- [Work instructions] Scan the material below for lines with the word "true" and report how many there are, with nothing added.

══ Material for the task

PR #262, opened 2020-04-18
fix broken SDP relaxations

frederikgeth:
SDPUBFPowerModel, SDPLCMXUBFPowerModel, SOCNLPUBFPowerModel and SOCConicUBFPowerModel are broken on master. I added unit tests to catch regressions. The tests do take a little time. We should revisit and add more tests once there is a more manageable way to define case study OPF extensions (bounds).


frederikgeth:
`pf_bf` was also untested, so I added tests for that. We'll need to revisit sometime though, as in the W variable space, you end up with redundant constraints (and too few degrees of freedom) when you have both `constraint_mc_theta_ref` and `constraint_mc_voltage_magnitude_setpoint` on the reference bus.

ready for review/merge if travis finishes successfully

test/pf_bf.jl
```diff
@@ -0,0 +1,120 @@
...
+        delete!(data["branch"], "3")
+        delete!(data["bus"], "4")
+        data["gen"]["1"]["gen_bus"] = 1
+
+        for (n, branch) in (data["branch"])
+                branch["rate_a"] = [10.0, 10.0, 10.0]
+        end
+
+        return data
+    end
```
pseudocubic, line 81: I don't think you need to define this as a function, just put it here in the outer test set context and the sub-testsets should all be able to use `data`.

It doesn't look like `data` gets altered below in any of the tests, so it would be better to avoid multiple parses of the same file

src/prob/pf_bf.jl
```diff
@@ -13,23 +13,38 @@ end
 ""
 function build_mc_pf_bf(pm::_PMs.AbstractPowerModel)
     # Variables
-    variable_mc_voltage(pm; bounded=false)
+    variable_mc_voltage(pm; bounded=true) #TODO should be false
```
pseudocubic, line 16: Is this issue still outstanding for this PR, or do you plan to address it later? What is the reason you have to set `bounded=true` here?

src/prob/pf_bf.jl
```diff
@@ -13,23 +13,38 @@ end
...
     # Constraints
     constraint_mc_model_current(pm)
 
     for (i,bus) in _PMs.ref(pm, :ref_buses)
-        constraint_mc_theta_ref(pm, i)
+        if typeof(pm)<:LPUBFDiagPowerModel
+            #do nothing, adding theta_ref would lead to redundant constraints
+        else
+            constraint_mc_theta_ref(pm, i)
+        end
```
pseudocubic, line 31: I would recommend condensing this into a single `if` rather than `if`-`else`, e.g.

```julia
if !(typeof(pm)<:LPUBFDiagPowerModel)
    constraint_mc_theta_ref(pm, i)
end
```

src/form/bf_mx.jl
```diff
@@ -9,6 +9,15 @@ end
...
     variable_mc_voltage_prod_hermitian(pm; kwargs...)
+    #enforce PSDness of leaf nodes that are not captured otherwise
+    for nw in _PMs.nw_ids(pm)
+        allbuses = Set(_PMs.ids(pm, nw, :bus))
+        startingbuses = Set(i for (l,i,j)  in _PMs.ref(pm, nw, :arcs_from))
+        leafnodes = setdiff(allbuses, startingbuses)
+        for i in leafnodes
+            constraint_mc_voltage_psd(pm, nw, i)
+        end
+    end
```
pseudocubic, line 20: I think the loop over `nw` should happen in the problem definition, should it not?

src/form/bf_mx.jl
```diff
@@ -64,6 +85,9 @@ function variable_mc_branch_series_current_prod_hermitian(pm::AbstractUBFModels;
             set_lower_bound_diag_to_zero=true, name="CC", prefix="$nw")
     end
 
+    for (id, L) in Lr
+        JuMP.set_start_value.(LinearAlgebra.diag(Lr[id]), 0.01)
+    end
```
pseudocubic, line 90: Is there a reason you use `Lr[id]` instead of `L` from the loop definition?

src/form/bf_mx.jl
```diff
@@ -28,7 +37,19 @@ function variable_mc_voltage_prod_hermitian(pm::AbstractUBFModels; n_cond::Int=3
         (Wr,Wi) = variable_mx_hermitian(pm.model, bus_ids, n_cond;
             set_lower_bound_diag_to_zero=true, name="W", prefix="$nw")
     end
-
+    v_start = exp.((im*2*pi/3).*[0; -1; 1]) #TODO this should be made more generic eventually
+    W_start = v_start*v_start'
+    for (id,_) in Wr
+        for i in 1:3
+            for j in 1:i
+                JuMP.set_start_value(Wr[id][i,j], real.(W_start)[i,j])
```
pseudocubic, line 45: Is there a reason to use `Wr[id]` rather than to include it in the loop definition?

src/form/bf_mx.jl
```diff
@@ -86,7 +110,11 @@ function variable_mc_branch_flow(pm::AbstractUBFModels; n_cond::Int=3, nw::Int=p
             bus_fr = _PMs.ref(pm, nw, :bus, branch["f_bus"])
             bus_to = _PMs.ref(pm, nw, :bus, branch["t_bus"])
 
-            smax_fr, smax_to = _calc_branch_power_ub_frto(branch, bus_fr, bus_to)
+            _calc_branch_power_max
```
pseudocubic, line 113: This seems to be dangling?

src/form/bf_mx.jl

════

- [Answer space] 4